Le Corps des gardiens de la Révolution islamique affirme avoir mené de nouvelles attaques contre des cibles américaines au Koweït et à Bahreïn. Le CGRI exhorte surtout des populations, dont leur pays accueille des troupes américaines, à se tenir immédiatement à au moins 500 mètres des sites dans lesquels sont stationnées les forces américaines.
Dans des communiqués distincts publiés vendredi 24 juillet, le CGRI a annoncé que ces frappes s’inscrivaient dans le cadre de la 27e vague de l’opération Nasr 2, en réponse à l’agression américaine en cours contre l’Iran.
Selon le communiqué, les forces armées iraniennes ont mené de lourdes attaques en lançant des drones avancés contre la base aérienne Ali Al Salem, utilisée par les États-Unis au Koweït. Un important dépôt de munitions a été détruit lors d’explosions successives.
Plus précisément, six grands hangars d’hébergement utilisés par le personnel de la base ont été entièrement détruits, alors que trois autres ont subi d’importants dégâts. De nombreux soldats américains ont également été tués ou blessés.
Le communiqué révèle que Washington a caché l’ampleur réelle de ses pertes sur le champ de bataille au cours des cinq mois de guerre, soulignant que des centaines de soldats américains ont été tués et beaucoup d’autres blessés.
Le CGRI a déclaré que l’évacuation quotidienne de soldats américains blessés par avion médical vers un hôpital américain en Allemagne reflète ces pertes, appelant les médias américains à enquêter sur le nombre réel de morts, les pertes militaires et le coût de la guerre qui ont été dissimulés au public américain.
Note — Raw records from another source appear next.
PR #30226, opened 2019-02-14
go/cmd, crypto/x509, net/textproto, html/template: fix minor issues with nil values

### LINKED ISSUE #30208: all: redundant or missing nil checks

marat-rkh:
Remove redundant checks for nil value, add missing nil checks to prevent tests from failing with 'nil pointer dereference'.

Fixes #30208.

### DIFF
--- a/src/cmd/go/internal/work/exec.go
+++ b/src/cmd/go/internal/work/exec.go
@@ -103,9 +103,7 @@ func (b *Builder) Do(root *Action) {
 		var err error
 
 		if a.Func != nil && (!a.Failed || a.IgnoreFail) {
-			if err == nil {
-				err = a.Func(b, a)
-			}
+			err = a.Func(b, a)
 		}
 
 		// The actions run in parallel but all the updates to the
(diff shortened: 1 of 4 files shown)


octomarat:
Removed additional spaces in the pull request name.

PR #30278, opened 2019-02-17
net: add IP.IsLocal

MaxSem:
Fixes #29146


src/net/ip.go
```diff
@@ -130,6 +130,19 @@ func (ip IP) IsMulticast() bool {
...
 }
 
+// IsLocal reports whether `ip' is a local address, according to
+// RFC 1918 (IPv4 addresses) and RFC 4193 (IPv6 addresses).
+func (ip IP) IsLocal() bool {
+	if ip4 := ip.To4(); ip4 != nil {
+		// Local IPv4 addresses are defined in https://tools.ietf.org/html/rfc1918
+		return ip4[0] == 10 ||
+			(ip4[0] == 172 && ip4[1]&0xf0 == 16) ||
+			(ip4[0] == 192 && ip4[1] == 168)
```
msoedov: 1) `IsLocal` name is miss-leading. Did you mean `IsPrivate`? 
2) How to handle cases `0.0.0.0` and `127.0.0.1` and `::1`?

duedal: We do at least have `IsUnspecified()` and `IsLoopback()` to cover those cases with IsLocal you can do `IsLocal() || IsUnspecified() || IsLoopback()` if you want to cover all those cases.

ilyam8: Speaking about [private addresses](https://en.wikipedia.org/wiki/Reserved_IP_addresses) - [`100.64.0.0/10`](https://tools.ietf.org/html/rfc6598) is private, [`198.18.0.0/15`](https://tools.ietf.org/html/rfc5735) is private too.

This implementation is true only for `RFC 1918 (IPv4 addresses) and RFC 4193 (IPv6 addresses).`

duedal: Sure but that doesn't mean it would still be useful too have a group for RFC 1918 and RFC 4193... We're using this to filter webhook calls, so people can setup a webhook that calls a private address in our internal networks. The carrier grade nat scope  100.64.0.0/10 and/or the benchmark test net 198.18.0.0/15 is not really any concern for us, protecting internal networks is.

ilyam8: i was not clear, my points are:
 - `IsLocal` is a bad name, i am with you on it.
 - `IsPrivate` is ok name, but changing the name brings new problem - current implementation includes only part of private ip address blocks.

ilyam8: I have a second thought about it. `IsPrivate` wont do, because there are a lot of other ip block in the private scope. 

IP blocks from `rfc1918` fall into `private` category but they have special purpose. `rfc1918` doesnt name them local tho. But the gist is -  local communication (inside enterprise). So the grouping is ok, naming is a little bit miss-leading. Proof - our comments :smile: 

But `IsLocal` makes more sense then `IsPrivate` and this logical block shouldnt cover

> How to handle cases 0.0.0.0 and 127.0.0.1 and ::1?

Only blocks from `RFC 1918 (IPv4 addresses) and RFC 4193 (IPv6 addresses)` should be there.

PR #30326, opened 2019-02-20
 crypto/tls: Expose maps for cipher suite IDs/names 

JAORMX:
These are utility functions that allow you to get maps that translate from Cipher Suite names towards IDs and vice versa.

The main purpose of this is to be able to easily parse such configurations for HTTP(s) servers without much boiler plate code.

Fixes: #30325


noneymous:
Thank you @JAORMX for this pull request, Having this change would be awesome. 

I often have problems in GO where some go packages holds some information I'd like to access, but I can't because its private and there is no way araound. This really sucks. From a builders point of view I understand, that some information is not necessary and can be unknown. But i do use Go for testing (respectively, building security checks), and such information is elemntary to me. In Python I could just go ahead and grab what I wanted, kind of adult mode,... I love Go, but this hardcore nany mode comes at a cost for me :D

JAORMX:
@noneymous thanks for checking this out! Feel free to jump in  #30325 where the discussion about this is happening.

PR #30352, opened 2019-02-22
net/http: add Dir.Open godoc

Mottl:
This commit add godoc for `http.Dir.Open()` function


Mottl:
Closed to garbage found.

PR #30381, opened 2019-02-25
container/heap: avoid memory leak

quadraticrain:
Set element in slice to nil avoiding memory leak.


WhisperRain:
I signed it!

WhisperRain:
I changed primary email of my account

PR #30545, opened 2019-03-03
cmd/go/internal/test: pass default timeout to test programs if not given from command line

### LINKED ISSUE #28147: cmd/go: when -timeout is the default (10m), pass a nonzero -test.timeout to tests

Dans un communiqué distinct, le CGRI a indiqué avoir complété sa précédente opération contre un centre de données d’Amazon situé à Bahreïn, étant donné que celui-ci a été qualifié d’installation de renseignement clé pour l’armée américaine. En effet, cette installation avait été ciblée lors d’une précédente vague d’attaques de l’Iran, mais durant cette nouvelle vague d’attaques, le bâtiment restant sur le site a également été ciblé et détruit.
Le CGRI avait auparavant ciblé cette installation avec des missiles de croisière à la suite d’une attaque américaine contre le complexe nucléaire civil en construction de Dar Khoein.
Le CGRI a également ajouté que ses forces avaient ciblé, incendié et détruit trois hangars de stockage contenant des munitions et du matériel au camp Udairi, géré par les États-Unis au Koweït.
Les forces du CGRI ont également frappé simultanément la tour de contrôle de la Cinquième flotte américaine à Bahreïn, lui infligeant des dégâts importants, ajoute le communiqué.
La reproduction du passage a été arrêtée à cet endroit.